Second, when the same embeddings are colored by land-use class, a distinct pattern emerges. Nearly the entire central cloud corresponds to residential parcels, forming a dense and coherent manifold. Industrial, commercial, hybrid, and airport parcels form separate branches or islands, often at the periphery of the residential mass. These separations align with known morphological distinctions: industrial parcels tend to exhibit large footprints and low height variation; commercial parcels feature larger massing intensity and deeper setbacks; airport lands form a distinct volumetric pattern due to vast open surfaces and highly regular built forms. The fact that these land-use categories separate without supervision illustrates that the embedding captures systematic differences in building volume, coverage, footprint geometry, and block-level configuration.

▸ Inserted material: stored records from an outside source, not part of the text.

PR #387, opened 2020-07-09
Minimum Feedback Arc Set (MFAS) for 1dsfm

akshay-krishnan:
This PR implements a solution to the [Minimum Feedback Arc Set](https://en.wikipedia.org/wiki/Feedback_arc_set#Minimum_feedback_arc_set) (MFAS) problem. We use the solution from Kyle Wilson and Noah Snavely's [ECCV14 paper](https://research.cs.cornell.edu/1dsfm/docs/1DSfM_ECCV14.pdf). 

---
This change is [Reviewable](https://reviewable.io/reviews/borglab/gtsam/387)


gtsam/sfm/mfas.h
```diff
@@ -0,0 +1,65 @@
+/*
+  This file defines functions used to solve a Minimum feedback arc set (MFAS)
```
varunagrawal, line 2: Please update the file brief to the GTRC copyright. Do keep the comment about how this is taken from another source.

gtsam/sfm/mfas.h
```diff
@@ -0,0 +1,65 @@
...
+
+/*
+ * Given a vector of KeyPairs that constitutes edges in a graph and the weights
+ * corresponding to these edges, this function changes all the weights to
+ * positive numbers by flipping the direction of the edges that have a negative
+ * weight. The changes are made in place.
+ * @param edges reference to vector of KeyPairs
+ * @param weights weights corresponding to edges
+ */
+void flipNegEdges(std::vector<KeyPair> &edges, std::vector<double> &weights);
```
varunagrawal, line 34: `flipNegativeEdges`?

gtsam/sfm/mfas.h
```diff
@@ -0,0 +1,65 @@
...
+ * Computes the MFAS ordering, ie an ordering of the nodes in the graph such
+ * that the source of any edge appears before its destination in the ordering.
+ * The weight of edges that are removed to obtain this ordering is minimized.
+ * @param edges: edges in the graph
+ * @param weights: weights corresponding to the edges (have to be positive)
+ * @param nodes: nodes in the graph
+ * @param ordered_positions: map from node to position in the ordering (0
+ * indexed)
+ */
+void mfasRatio(const std::vector<KeyPair> &edges,
```
varunagrawal, line 46: Is mfas in the function name necessary if we've defined a mfas namespace?

gtsam/sfm/mfas.cpp
```diff
@@ -0,0 +1,101 @@
...
+}
+
+void mfasRatio(const std::vector<KeyPair> &edges,
+               const std::vector<double> &weights, const KeyVector &nodes,
+               FastMap<Key, int> &ordered_positions) {
+  // initialize data structures
+  FastMap<Key, double> win_deg;
+  FastMap<Key, double> wout_deg;
+  FastMap<Key, vector<pair<int, double> > > inbrs;
+  FastMap<Key, vector<pair<int, double> > > onbrs;
```
varunagrawal, line 42: Use full names to make code more readable?

akshay-krishnan:
Thank you for reviewing @varunagrawal. I am currently working on changing this implementation, but I will make the changes you suggested too.

gtsam/sfm/MFAS.h
```diff
@@ -0,0 +1,108 @@
...
+  /**
+   * @brief Construct from the nodes in a graph (points in 3D), edges
+   * that are translation directions in 3D and the direction in
+   * which edges are to be projected.
+   * @param nodes Nodes in the graph
+   * @param relativeTranslations translation directions between nodes
+   * @param projectionDirection direction in which edges are to be projected
+   */
+  MFAS(const std::shared_ptr<std::vector<Key>> &nodes,
+       const std::shared_ptr<TranslationEdges> &relativeTranslations,
```
dellaert, line 50: Same: why a shared pointer? Just do const &

gtsam/sfm/MFAS.h
```diff
@@ -0,0 +1,108 @@
...
+   */
+  std::map<KeyPair, double> computeOutlierWeights();
+
+  /**
+   * @brief Computes the 1D MFAS ordering of nodes in the graph
+   * @return orderedNodes: vector of nodes in the obtained order
+   */
+  std::vector<Key> computeOrdering();
+
+ private:
```
dellaert, line 80: In all other gtsam classes private instance variables are defined at the top of the class. Private methods can go here

gtsam/sfm/MFAS.h
```diff
@@ -0,0 +1,108 @@
...
+
+  Given a weighted directed graph, the objective in a Minimum feedback arc set
+  problem is to obtain a graph that does not contain any cycles by removing
+  edges such that the total weight of removed edges is minimum.
+  @addtogroup SFM
+*/
+class MFAS {
+ public:
+  /**
+   * @brief Construct from the nodes in a graph (points in 3D), edges
```
dellaert, line 42: you say Point in 3D but you ask for Keys below

gtsam/sfm/MFAS.h
```diff
@@ -0,0 +1,108 @@
...
+  /**
+   * @brief Computes the "outlier weights" of the graph. We define the outlier weight
+   * of a edge to be zero if the edge in an inlier and the magnitude of its edgeWeight
+   * if it is an outlier. This function can only be used when constructing the 
+   * @return outlierWeights: map from an edge to its outlier weight.
+   */
+  std::map<KeyPair, double> computeOutlierWeights();
+
+  /**
+   * @brief Computes the 1D MFAS ordering of nodes in the graph
```
dellaert, line 75: We have a class Ordering in GTSAM. Is this an appropriate use of it?

gtsam/sfm/MFAS.h
```diff
@@ -0,0 +1,108 @@
...
+   * @return orderedNodes: vector of nodes in the obtained order
+   */
+  std::vector<Key> computeOrdering();
+
+ private:
+  // pointer to nodes in the graph
+  const std::shared_ptr<std::vector<Key>> nodes_;
```
dellaert, line 82: Just store them, not shared pointers

gtsam/sfm/MFAS.h
```diff
@@ -0,0 +1,108 @@
...
+  const std::shared_ptr<TranslationEdges> relativeTranslations_;
+
+  // relative translations when the object is initialized without using the actual
+  // relative translations, but with the weights from projecting in a certain 
+  // direction. This is used for unit testing, but not in practice. 
+  std::shared_ptr<TranslationEdges> relativeTranslationsForWeights_;
+
+  // edges with a direction such that all weights are positive
+  // i.e, edges that originally had negative weights are flipped
+  std::map<KeyPair, double> positiveEdgeWeights_;
```
dellaert, line 93: where are these computed? Note we don't use in GTSAM if we can help it. All methods should be const, so I expect these to be computed once in the constructor, and never modified :-)

gtsam/sfm/MFAS.h
```diff
@@ -0,0 +1,108 @@
...
+  MFAS(const std::shared_ptr<std::vector<Key>> &nodes,
+       const std::map<KeyPair, double> &edgeWeights);
+
+  /**
+   * @brief Computes the "outlier weights" of the graph. We define the outlier weight
+   * of a edge to be zero if the edge in an inlier and the magnitude of its edgeWeight
+   * if it is an outlier. This function can only be used when constructing the 
+   * @return outlierWeights: map from an edge to its outlier weight.
+   */
+  std::map<KeyPair, double> computeOutlierWeights();
```
dellaert, line 72: should be const

gtsam/sfm/MFAS.h
```diff
@@ -0,0 +1,108 @@
...
+
+  /**
+   * @brief Computes the 1D MFAS ordering of nodes in the graph
+   * @return orderedNodes: vector of nodes in the obtained order
+   */
+  std::vector<Key> computeOrdering();
```
dellaert, line 78: should be const

gtsam/sfm/MFAS.h
```diff
@@ -0,0 +1,108 @@
...
+
+#include <map>
+#include <memory>
+#include <vector>
+
+namespace gtsam {
+
+// used to represent edges between two nodes in the graph
+using KeyPair = std::pair<Key, Key>;
+using TranslationEdges = std::map<KeyPair, Unit3>;
```
ayushbaid, line 26: maybe name it UnitTranslationEdges?

gtsam/sfm/MFAS.h
```diff
@@ -0,0 +1,108 @@
...
+  edges such that the total weight of removed edges is minimum.
+  @addtogroup SFM
+*/
+class MFAS {
+ public:
+  /**
+   * @brief Construct from the nodes in a graph (points in 3D), edges
+   * that are translation directions in 3D and the direction in
+   * which edges are to be projected.
+   * @param nodes Nodes in the graph
```
ayushbaid, line 45: Instead of nodes in a graph, we can add something more descriptive. Maybe something like pair of points in 3D?

Or are we making MFAS a generic class which works on any graph and not specific to SLAM?

gtsam/sfm/MFAS.h
```diff
@@ -0,0 +1,108 @@
...
+   * @brief Construct from the nodes in a graph and weighted directed edges
+   * between the graph. Not recommended for any purpose other than unit testing. 
+   * The computeOutlierWeights method will return an empty output if this constructor 
+   * is used. 
+   * When used in a translation averaging context, these weights are obtained
+   * by projecting edges in a particular direction.
+   * @param nodes: Nodes in the graph
+   * @param edgeWeights: weights of edges in the graph (map from edge to signed double)
+   */
+  MFAS(const std::shared_ptr<std::vector<Key>> &nodes,
```
ayushbaid, line 63: Is there anything else we can do? Mock the constructor? Or inherit this class, add this constructor, and test the child class?

gtsam/sfm/MFAS.cpp
```diff
@@ -0,0 +1,138 @@
...
+    in_weights[edge.second] += it->second;
+    out_weights[edge.first] += it->second;
+    in_neighbors[edge.second].push_back(edge.first);
+    out_neighbors[edge.first].push_back(edge.second);
+  }
+
+  // in each iteration, one node is appended to the ordered list
+  while (orderedNodes_.size() < nodes_->size()) {
+
+    // finding the node with the max heuristic score
```
ayushbaid, line 70: separate this in a function?

gtsam/sfm/MFAS.cpp
```diff
@@ -0,0 +1,138 @@
...
+
+std::map<KeyPair, double> MFAS::computeOutlierWeights() {
+  // if ordering has not been computed yet
+  if (orderedNodes_.size() != nodes_->size()) {
+    computeOrdering();
+  }
+  // iterate over all edges
+  // start and end iterators depend on whether we are using relativeTranslations_ or
+  // relativeTranslationsForWeights_ to store the original edge directions
+  TranslationEdges::iterator start, end;
```
ayushbaid, line 112: rename them as startIterator, endIterator?

akshay-krishnan:
Thank you for the comments @dellaert and @ayushbaid. 

Prof. Frank, this class would be used on graphs with a large number of nodes (which represent cameras in our case). 1dsfm requires several instances of this class to compute the ordering for several sampled directions. These instances would run in parallel. I used the pointers for relativeTranslations_ and nodes_ to avoid storing/copying these large members for each instance. Yes, constant references would also serve the same purpose and I am happy to make that change, but for future reference please let me know why we prefer them.

akshay-krishnan:
I can also make most intermediate results internal to the methods, but its a little tricky for `positiveEdgeWeights_`. For some context, this is computed (but not returned) in `computeOrdering`, which is called by `computeOutlierWeights`. But then, `computeOutlierWeights` also needs `positiveEdgeWeights_`. Ultimately, 1dsfm only needs `computeOutlierWeights`, but I thought `computeOrdering` might be a nice method to have in the future. So the only way I could compute `positiveEdgeWeights_` in `computeOrdering` and use it in `computeOutlierWeights` without making in an instance variable is through an optional pointer argument to `computeOrdering`. Is that okay? Otherwise, I could merge both of them into one large method, which I think is not very clean.

dellaert:
> Thank you for the comments @dellaert and @ayushbaid.
> 
> Prof. Frank, this class would be used on graphs with a large number of nodes (which represent cameras in our case). 1dsfm requires several instances of this class to compute the ordering for several sampled directions. These instances would run in parallel. I used the pointers for relativeTranslations_ and nodes_ to avoid storing/copying these large members for each instance. Yes, constant reference members would also serve the same purpose and I am happy to make that change, but for future reference please let me know why we prefer them.

No, in that case shared pointer is fine, but then document it :-) although, I’m wondering about the design: why not have one class and run a method in parallel?

dellaert:
> I can also make most intermediate results internal to the methods, but its a little tricky for `positiveEdgeWeights_`. For some context, this is computed (but not returned) in `computeOrdering`, which is called by `computeOutlierWeights`. But then, `computeOutlierWeights` also needs `positiveEdgeWeights_`. Ultimately, 1dsfm only needs `computeOutlierWeights`, but I thought `computeOrdering` might be a nice method to have in the future. So the only way I could compute `positiveEdgeWeights_` in `computeOrdering` and use it in `computeOutlierWeights` without making in an instance variable is through an optional pointer argument to `computeOrdering`. Is that okay? Otherwise, I could merge both of them into one large method, which I think is not very clean.

Anything that is computed in the constructor is fine as an instance variable. The functional pattern we use is: only constructor is non-const.

akshay-krishnan:
> No, in that case shared pointer is fine, but then document it :-) although, I’m wondering about the design: why not have one class and run a method in parallel?

Yes, that can be done. But even then, do we need to copy these large data structures? 

In such a design, `computeOrdering` and `computeOutlierWeights` will have a const argument for the projection direction. But since `positiveEdgeWeights_` has to be shared from `computeOrdering`, it will either be non-const or have an optional pointer argument. I think the optional pointer argument is better, is that correct?

gtsam/sfm/MFAS.h
akshay-krishnan: While I do appreciate the name, I used the same that was used in TranslationRecovery.h for consistency. We might not use TranslationEdges now that we are changing the interface to vector of edges, so I'm not changing the name right now.

gtsam/sfm/MFAS.h
akshay-krishnan: I am updating the documentation to justify the use of pointers for nodes, as we discussed.

gtsam/sfm/MFAS.h
akshay-krishnan: Yeah it can be used, I am however considering changing the output of this function to a map from the original index to the ordered index. Please refer to comment in computeOutlierWeights() implementation as to why I think that is a good idea.

gtsam/sfm/MFAS.h
akshay-krishnan: I've updated the documentation to explain what these nodes represent when used in a translation averaging context.

gtsam/sfm/MFAS.cpp
akshay-krishnan: It is not used anywhere else, but yes, improves readability to factor that into a different function. I shall make that change in the next iteration if no other changes are suggested.

akshay-krishnan:
Prof. @dellaert  and @ayushbaid could you please re-review and let me know if more changes are necessary? I think it is better to make the change from the map to vector for representing edges in a separate PR.

gtsam/sfm/MFAS.cpp
```diff
@@ -0,0 +1,129 @@
...
+    : nodes_(nodes) {
+  // iterate over edges, obtain weights by projecting
+  // their relativeTranslations along the projection direction
+  for (auto it = relativeTranslations.begin();
+       it != relativeTranslations.end(); it++) {
+    edgeWeights_[it->first] = it->second.dot(projection_direction);
+  }
+}
+
+std::vector<Key> MFAS::computeOrdering() const {
```
dellaert, line 26: Maybe don’t go to four lines, but this function is indeed too long and complicated. Also ask yourself which STL algorithms you could be using.

dellaert:
@akshay-krishnan merge in develop before doing another push as we changed CI to GitHub actions...

akshay-krishnan:
@dellaert I have made some changes to improve the modularity and readability. Please re-review and let me know if there are more changes I can make.

dellaert (approved):
Awesome!

jingwuOUO (approved):

dellaert:
@varunagrawal please approve and merge or comment on what is missing

varunagrawal (approved):
LGTM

Third, the structure of the embedding shows that the model is not simply re-encoding land-use: residential parcels span the full ROI gradient rather than forming homogenous clusters. High-ROI and low-ROI residential parcels occupy different regions of the residential manifold, implying that within-type morphological variation—lot depth, frontage alignment, and local height structure—contributes to ROI prediction. In other words, the representation captures finer-grained spatial variations within a single land-use class that correspond to economic outcomes.

The embeddings reveal that the learned representation organizes parcels according to underlying morphological structure: broad patterns of massing, block organization, footprint geometry, and parcel configuration. The association between this structure and ROI gradients suggests that the model leverages these form characteristics to infer economic performance, capturing signals that are not visible through aggregated scalar metrics or imagery-based proxies alone.

Conclusion

This study builds upon recent advances showing that deep learning models can extract meaningful morphological features from urban form. While these developments have enriched the descriptive and comparative analysis of urban morphology, they have left open an important question: whether the same representational strategies might also support inquiries into how spatial structure relates to broader social, cultural, or economic conditions. In this work, we extend this line of research by adapting a parcel-centered representation of urban form—originally devised for morphological analysis—to examine its capacity to predict and structure the signals associated with socioeconomic indices.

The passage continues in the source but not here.